Since most proposed developments introduce rather than reduce areas of impervious surface of a site, the amount of runoff from an area of new development is expected to increase from the pre-development condition. In order to attenuate the effects a proposed development could have on a watershed, hydrologists and engineers must develop a stormwater management plan that focuses both on stormwater quantity and stormwater quality.
In order to regulate the amount of runoff generated from a site, many municipalities institute a policy of “Zero Increase in Peak Runoff Rates.” What this means is that the peak runoff rates from a developed site must be less than or equal to the various design storm peak runoff rates prior to construction. Typical design storms are the 2, 5, 10, 25, 50, and 100-year and represent the typical rainfall intensity and duration for the worst storm in whatever the design storm year is. For example, the 100-year storm represents the intensity and duration of the worst storm in 100 years. For each year, there is a 1% chance that a 100-year storm could occur. The 25-year storm represents the intensity and duration of the worst storm every 25 years. For each year there is a 4% chance that a 25-year storm could occur. Since these design storms are based on probability, there is always a chance that there could be more than one 100-year storms in 1 year or 100 years.
To develop the stormwater quantity aspect of a stormwater management plan, it is necessary to determine the impact that the proposed impervious surfaces of a development will have on the existing hydrology of the site. In order to determine the potential impact a development may have on a property, it is necessary to model both the pre-development and hypothetical unattenuated post-development condition for the site. Stormwater modeling of the pre and post-development conditions of a site is typically done in the State of Connecticut using the TR-55, NRCS methodology for a Type III, 24 hour storm duration. This soil-based methodology involves the input of times of concentration, runoff coefficients, and drainage areas to generate stormwater hydrographs for various design storms. A hydrograph displays the rate of flow from a watershed as a function of time.
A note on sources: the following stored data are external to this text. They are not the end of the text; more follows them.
PR #94, opened 2016-07-26
Implement Plantrendering

NilsAffing:
Plants can be rendered
Sticks are rendered correctly

### DIFF
--- a/client/src/view/plant_dummy.vert
+++ b/client/src/view/plant_dummy.vert
@@ -6,18 +6,14 @@ in vec3 normal;
 
 out vec3 x_color;
 out vec3 surfaceNormal;
-out vec3 toLight;
 
 uniform vec3 offset;
 uniform mat4 proj_matrix;
 uniform mat4 view_matrix;
 
-const vec3 sun = vec3(1.0, 0.0, 1.0);
-
 void main() {
     gl_Position = proj_matrix * view_matrix * vec4(position + offset, 1);
 
     surfaceNormal = normal;
-    toLight = sun;
     x_color = color;
 }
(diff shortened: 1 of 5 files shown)


client/src/view/plant_view.rs
```diff
@@ -22,30 +25,30 @@ impl PlantView {
                                  facade: &F)
                                  -> Self {
         // FIXME handle other plant types
-        let mut verts = 0;
+        // let verts = 0;
```
jonas-schievink: Remove this comment

client/src/view/plant_dummy.vert
```diff
@@ -2,13 +2,22 @@
 
 in vec3 position;
 in vec3 color;
+in vec3 normal;
+
 out vec3 x_color;
+out vec3 surfaceNormal;
+out vec3 toLight;
```
LukasKalbertodt: This is currently a vertex attribute but it holds the same value for all vertices. Use a uniform variable instead that you can access in both shaders.

client/src/world/chunk_std.frag
```diff
@@ -7,6 +7,6 @@ in vec3 surfaceNormal;
 out vec3 color;
 
 void main() {
-    float diffuse = max(0.0, dot(toLight, surfaceNormal));
+    float diffuse = max(0.0, dot(normalize(toLight), normalize(surfaceNormal)));
```
jonas-schievink: Is this necessary?

NilsAffing: Yes, because we calculate the normals dynamically and the length of these vectors are not 1.

NilsAffing: Never mind ;)

PR #95, opened 2016-07-26
add weather effects

NiklasPaulRothe:
Work in progress

### DIFF
--- a/client/src/weather/mod.rs
+++ b/client/src/weather/mod.rs
@@ -1,0 +1,248 @@
+extern crate rand;
+
+use glium::{self, DrawParameters, Program, VertexBuffer};
+use glium::draw_parameters::DepthTest;
+use super::camera::Camera;
+use util::ToArr;
+use base::math::*;
+use GameContext;
+use std::rc::Rc;
+
+const BOX_SIZE: f32 = 20.0;
+
+#[derive(Copy, Clone)]
+pub struct Vertex {
+    point: [f32; 3],
+}
+implement_vertex!(Vertex, point);
+
+#[derive(Debug, Copy, Clone)]
+pub enum Form {
+    #[allow(dead_code)]
+    None = 0,
+    #[allow(dead_code)]
+    Rain = 1,
+    #[allow(dead_code)]
+    Snow = 2,
+    #[allow(dead_code)]
+    Pollen = 3,
+}
+
+#[derive(Copy, Clone)]
+pub struct Particle {
+    vertices: [Vertex; 4],
+    position: Point3<f32>,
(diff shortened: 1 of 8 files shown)


client/src/weather/mod.rs
```diff
@@ -0,0 +1,233 @@
...
+pub struct Particle {
+    vertices: [Vertex; 4],
+    position: Point3<f32>,
+    velocity: f32,
+    form: Form,
+}
+
+impl Particle {
+    pub fn new(cam_pos: Point3<f32>, form: Form) -> Particle {
+        let tmp: f32 = rand::random::<f32>() * 6.28;
```
jonas-schievink: Can you generate this number when it's needed instead?

client/src/weather/mod.rs
```diff
@@ -0,0 +1,233 @@
...
+        let mut radius: f32 = 0.0;
+        let mut spawn = false;
+
+        while !spawn {
+            radius = rand::random::<f32>();
+
+            let dice = rand::random::<f32>();
+
+            spawn = dice < radius;
+        }
```
jonas-schievink: This loop is supposed to make larger particles more likely, right? Regardless, can you add a comment explaining what it does?

jonas-schievink: Okay nevermind, `radius` isn't the radius of the particle. Can you comment on that, too? :D (I now have no clue what this loop is doing)

client/src/weather/mod.rs
```diff
@@ -0,0 +1,233 @@
...
+            if len > 20.0 || len < -20.0 {
+                particle.position.x = particle.position.x - (2.0 * tmp.x);
+                particle.position.y = particle.position.y - (2.0 * tmp.y);
+            }
+            if particle.position.z < self.camera.position.z - 20.0 {
+                particle.position.z += 40.0;
+            }
+            if particle.position.z > self.camera.position.z + 20.0 {
+                particle.position.z -= 40.0;
+            }
```
jonas-schievink: It would be nice if you could put the `20.0` in a `const` somewhere above these `if`s, and replace these magic numbers with it.

client/src/weather/mod.rs
```diff
@@ -0,0 +1,233 @@
...
+implement_vertex!(Vertex, position);
+
+#[derive(Debug)]
+pub enum Form {
+    #[allow(dead_code)]
+    Rain,
+    #[allow(dead_code)]
+    Snow,
+    #[allow(dead_code)]
+    Poll,
```
jonas-schievink: `Pollen` is the correct name

PR #96, opened 2016-07-26
helper function to easily load shader files

### LINKED ISSUE #65: Helper functions to easily load shader files
Currently, we use `include_str!()` to include shader files. While this has its advantages, in the next week many groups will work on shaders and might not want to recompile the application everytime a shader is changed. I don't even know if cargo is currently recompiling, which would be even worse because a shader change wouldn't change the compiled program at all...

So yes: a helper function that takes one filename stem, loads "<stem>.frag" and "<stem>.vert" and returns a `Program`.

HelenaKeller:
Closes #65


client/src/game_context.rs
```diff
@@ -22,4 +27,37 @@ impl GameContext {
     pub fn get_config(&self) -> &Config {
         &self.config
     }
+
+    /// Function to load shader files more easily
+    pub fn shader_func<F: Facade>(shader: &str, facade: &F) -> Program {
```
LukasKalbertodt: - `shader_func` is a rather bad name :wink: what about `load_program`?
- The documentation should be extended: What files are loaded? With what extensions? What about shaders other than vertex and fragment? (we should add loading other shaders later)
- I thought about making this a non-static method (taking `&self` as parameter). This would make it possible to do some fun things in the future. I think we should already change it and remove the `facade: &F` parameter, because the facade can be obtained through `&self`

client/src/game_context.rs
```diff
@@ -22,4 +27,37 @@ impl GameContext {
...
+        if (Path::new(format!("shader/{}.vert", shader).as_str())).exists() &&
+           (Path::new(format!("shader/{}.frag", shader).as_str())).exists() {
```
LukasKalbertodt: How creating the two `Path` objects before and saving them as `vert_path` and `frag_path`? This saves some duplicated code.

client/src/game_context.rs
```diff
@@ -22,4 +27,37 @@ impl GameContext {
...
+
+            let mut vert = match File::open((format!("shader/{}.vert", shader)).as_str()) {
+                Err(_) => panic!("Could not open {}.vert!", shader),
+                Ok(file) => file,
+            };
+            let mut frag = match File::open((format!("shader/{}.frag", shader)).as_str()) {
+                Err(_) => panic!("Could not open {}.frag!", shader),
+                Ok(file) => file,
+            };
```
LukasKalbertodt: If we return `Box<Error>`, we can replace both matches by

```rust
let vert = try!(File::open(vert_path));
let frag = try!(File::open(frag_path));
```

client/src/game_context.rs
```diff
@@ -22,4 +27,37 @@ impl GameContext {
...
+            let mut frag_buf = String::new();
+
+            match vert.read_to_string(&mut vert_buf) {
+                Err(_) => panic!("Could not read {}.vert!", shader),
+                Ok(_) => (),
+            }
+            match frag.read_to_string(&mut frag_buf) {
+                Err(_) => panic!("Could not read the {}.frag!", shader),
+                Ok(_) => (),
+            }
```
LukasKalbertodt: Same as above: replace `match` by `try!`

client/src/game_context.rs
```diff
@@ -22,4 +27,37 @@ impl GameContext {
...
+
+            Program::from_source(facade, vert_buf.as_str(), frag_buf.as_str(), None).unwrap()
```
LukasKalbertodt: We should remove the `unwrap()` and wrap the remaining line into `try!()`. You should also be able to just write `&vert_buf` instead of `vert_buf.as_str()`.

client/src/game_context.rs
```diff
@@ -22,4 +27,37 @@ impl GameContext {
...
+        } else {
+            panic!("No such shader file!")
+        }
```
LukasKalbertodt: We can remove the whole if-else, when using `Box<Error>` and `try!(File::open())`.

client/src/view/plant_renderer.rs
```diff
@@ -1,19 +1,19 @@
...
-        let prog = Program::from_source(facade,
-                                        include_str!("plant_dummy.vert"),
-                                        include_str!("plant_dummy.frag"),
-                                        None)
-            .unwrap();
-
-        PlantRenderer { program: prog }
+    pub fn new(context: Rc<GameContext>) -> Self {
+        PlantRenderer {
+            program: match context.load_program("plant_dummy") {
```
jonas-schievink: Why not `.unwrap()`? (or `.expect()`)

jonas-schievink:
If you're going to panic anyways if a shader fails to load, why not just do `.expect("failed to load shader")` instead of matching the returned result?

As the amount of impervious surface for a watershed increases, peak flow rates and runoff volumes of a watershed tend to increase.
In order to provide “Zero Increase in Peak Runoff Rates,” it is necessary to compare the peak runoff rates for the pre-development condition with the unattenuated post-development condition. Once this comparison is made and assuming that the unattenuated post-development peak runoff rates exceed the pre-development peak runoff rates, it is then necessary to determine means of on-site stormwater storage in order to attenuate the peak flow rate increase associated with development. Typical means of on-site stormwater storage include facilities such as detention basins, subsurface detention systems, and other means of temporary stormwater storage. Between storms, these facilities are typically designed to either drain completely or to a certain level (for water quality purposes) in order to provide storage for the next storm. Selection of stormwater storage methods depends on factors such as amount of storage needed, site conditions, land availability, maintenance, and aesthetics.
Once the type of stormwater storage is selected, it is then necessary to implement the storage facility into the post-development model to develop the attenuated post-development condition of a proposed development. During this phase of the stormwater management plan, the stormwater storage system is sized and designed so that the peak runoff rates from each watershed are reduced so that they are less than or equal to those of the pre-development condition. Once the attenuated post-development peak flow rates are less than or equal to the pre-development condition, the stormwater quantity aspect of the stormwater management is then considered acceptable.
In recent years, local, state, and federal land use agencies have been focusing more and more attention on the maintenance and provision of stormwater measures that enhance the quality of stormwater runoff from a site. During the initial stages of a storm, rainwater falling on an improved site tends to transport sediment and surface pollutants downgradient toward existing watercourses and waterbodies. In order to minimize the passage of sediment and pollutants to earth’s vital surface water resources, it is necessary to provide water quality measures as part of site development plans to ensure that runoff has been properly treated prior to leaving a site.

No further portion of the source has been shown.